They weren’t even trying.

in reply to Sarah Brown

@Alexa (She/Her) 🏳️‍⚧️ Closest equivalent I can think of in the UK that I’m familiar with is the Dengie Peninsula shuttle. Literally the only scheduling issue is that the train coming the other way needs to be in the passing loop to go past.

I’m fully aware of all the issues that you highlight. This wasn’t that. Connections just aren’t a thing, and it seemed systemic too. Get to the terminus of one of these branches and there’s a taxi rank. There are no taxis in it. Ever. There’s a piece of A4 with the numbers of a few minicab companies.

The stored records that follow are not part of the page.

PR #1354, opened 2023-02-28
Create GitHub release when new release tag is pushed

### LINKED ISSUE #1295: Github releases page does not contain newer versions
Please consider changing testify release process so new releases will be visible from Github release page. Seeing latest version date at the right side of the repository landing page in Github is useful.

https://github.com/stretchr/testify/releases
https://github.com/stretchr/testify/tags

Currently these pages are quite different. If you are used to check releases page the current version then what you would see is quite different what tags page shows. 

It does not need to contain fancy changelog or changelog at all.

aldas:
This GitHub workflow addition will create new GitHub [release](https://github.com/stretchr/testify/releases) for library when new [tag](https://github.com/stretchr/testify/tags), with matching pattern is pushed.

It does not change current "release process" - developer needs to create tag and push it.

Closes #1295

### DIFF
--- a/.github/workflows/release.yml
+++ b/.github/workflows/release.yml
@@ -1,0 +1,19 @@
+name: Create release from new tag
+
+# this flow will be run only when new tags are pushed that match our pattern
+on:
+  push:
+    tags:
+      - "v[0-9]+.[0-9]+.[0-9]+"
+
+jobs:
+  build:
+    runs-on: ubuntu-latest
+    permissions:
+      contents: write
+    steps:
+      - name: Checkout
+        uses: actions/checkout@v3
+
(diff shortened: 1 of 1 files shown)


HaraldNordgren:
Sounds very good! Currently it looks in the releases page like this excellent repo is dead, which it is not!

HaraldNordgren:
@boyan-soubachov I would suggest we merge this, and also make a new release with the `EqualExportedValues` stuff. Sounds ok?

aviscode (approved):

boyan-soubachov:
Let's test this out :)

Fernandosilvas35 (approved):

PR #1356, opened 2023-03-02
Updated didPanic to work with Go tip.

bwplotka:
I know it's not released yet, but new Go version will have new behaviour on `panic(nil)`. Fixing to make it work, if you don't want to merge until current tip is released, feel free to close.

See behaviour by changing "dev" to "1.20":  https://go.dev/play/p/Cevh9AJdhC6?v=gotip


dolmen:
The code should be more strict and instead check if `errors.As(err, new(runtime.PanicNilError))`. However that will require go1.21, so this check must be wrapped in a function `func IsPanicNilError(error) bool` that must be declared in a separate Go source with a `//go:build go1.21` tag.

PR #1357, opened 2023-03-02
fix bad interface{} string formats

### LINKED ISSUE #1355: Wrong format string for objects in error messages
It appears that some functions are using the wrong format string parameters when generating their error logs. For example `assert.Len()` has: https://github.com/stretchr/testify/blob/f36bfe3c337aa95c86f04c721acdbafb5ffb1611/assert/assertions.go#L645

The `%s` is only applicable for strings, while the function takes any object. When used on something other than a string, the message contains ugly `%!s` indicators scattered all over the place, making the message harder to read.

The format string should be using `%v`.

The shuttle comes in 4 times a day. The idea that the people getting off it might want a taxi to the next town over, or a bus (because, surprise surprise, the buses do not attempt to link up with train times either), appears to be utterly alien.

in reply to Sarah Brown

Also unless one end of your journey is in Paris you have stupid detours in your future.
in reply to Sarah Brown

@TimWardCam well, we do have some 1 #train per 2 hour services overdue for improvement like Peterborough-Ipswich and a few daily oddballs like Cambridge-Harwich, but in general, GB regional service frequency beats French. Slower and fewer high speed services in GB though. Lots of 180 and 160kph lines with little bits of 205.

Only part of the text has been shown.